I stood there for a minute, frowning, while Rudolph and Stallings got out of the car. I looked around the neighborhood, trying to pin down the source of the odd sensations. The leaves in the trees, all in their autumn motley, rustled and sighed in the wind, occasionally falling. Dried leaves rattled and scraped over the streets. Cars drove by in the distance. A jet rumbled overhead, a deep and distant sound.
"Dresden," Rudolph snapped. "Let's go."
I lifted a hand, extending my senses out, pushing my perception out along with my will. "Hang on a second," I said. "I need to …" I quit trying to speak, and searched for the source of the sensation. What the hell was it?
"Fucking showboat," Rudolph growled. I heard him start toward me.
"Hang on, kid," Stallings said. "Let the man work. We've both seen what he can do."
"I haven't seen shit that can't be explained," Rudolph growled. But he stayed put.

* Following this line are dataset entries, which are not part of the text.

PR #4066, opened 2022-05-05
ARTEMIS-3815 Await target mirror controller message send completion

iliya-gr:
Await IO completion before retrying message ack, so that pending sendMessage transaction be completed at retry and message would be placed either to intermediate store or to messageReferences or to paged store.
  
Remove duplicate debug messages.


clebertsuconic:
you have some changes on your commit that are not really part of your change.. it makes a bit difficult to Rebase it :)


You should have done the reformat on a separate commit.

clebertsuconic:
not that the changes are not welcomed.. it's just that I'm having a hard time with the rebase.. but leave it with me :)

iliya-gr:
Yes, there are some work should be done here.
I will switch it to draft and rebase myself.

PR #4069, opened 2022-05-08
ARTEMIS-3821 provide readable version of property absoluteExpiryTime (and a few more)

erwindon:
See [ARTEMIS-3821](https://issues.apache.org/jira/browse/ARTEMIS-3821)


brusdev (approved):
LGTM +1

I drifted across the street, to the yard of the house in question, and found the first body in the fallen leaves, five feet to my left. A small, yellow-and-white furred cat lay there, twisted so that its forelegs faced one way, its hindquarters the opposite. Something had broken its neck.
I felt a pang of nausea. Death isn't ever pretty, really. It's worst with people, but with the animals that are close to mankind, it seems to be a little nastier than it might be elsewhere in the wild kingdom. The cat couldn't have reached its full growth, yet—maybe a kitten from early in the spring, roaming the neighborhood. There was no collar on its neck.
I could feel a little cloud of disturbance around it, a kind of psychic energy left by traumatic, agonizing, and torturous events. But this one little thing, one animal's death, shouldn't have been enough to make me aware of it all the way over from my seat in the police car.
Five feet farther on, I found a dead bird. I found its wings in two more places. Then two more birds, without heads. Then something that had been small and furry, and was now small and furry and squishy—maybe a vole or a ground squirrel. And there were more. A lot more—all in all, maybe a dozen dead animals in the front yard, a dozen little patches of violent energies still lingering. No single one of them would have been enough to disturb my wizard's sense, but all of them together had.
So what the hell had been killing these animals?
I rubbed my palms over my arms, a sickly little feeling of dread rolling through me. I looked up to see Rudolph and Stallings following me around. Their faces looked kind of greenish.
"Jesus," Stallings said. He prodded the body of the cat with one toe. "What did this?"
I shook my head and rolled my shoulders in a shrug. "It might take me a while to find out. Where's Micky?"
"Inside."
"Well then," I said, and stood up, brushing off my hands. "Let's go."
Chapter Twelve
I stopped outside the doorway. Micky Malone owned a nice house. His wife taught elementary school. They wouldn't have been able to afford the place on his salary alone, but together they managed. The hardwood floors gleamed with polish. I saw an original painting, a seascape, hanging on one of the walls of the living room, adjacent to the entryway. There were a lot of plants, a lot of greenery that, along with the wood grain of the floors, gave the place a rich, organic glow. It was one of those places that wasn't just a house. It was a home.
"Come on, Dresden," Rudolph snapped. "The lieutenant is waiting."
"Is Mrs. Malone here?" I asked.
"Yes."
"Go get her. I need her to invite me in."
"What?" Rudolph said. "Give me a break. Who are you, Count Dracula?"
"Drakul is still in eastern Europe, last time we checked," I replied. "But I need her or Micky to ask me in, if you want me to do anything for you."
"What the hell are you talking about?"
I sighed. "Look. Homes, places that people live in and love and have built a life in have a kind of power of their own. If a bunch of strangers had been trouping in and out all day, I wouldn't have any trouble with the threshold, but you're not. You guys are friends." Like Murphy had said—this one was personal.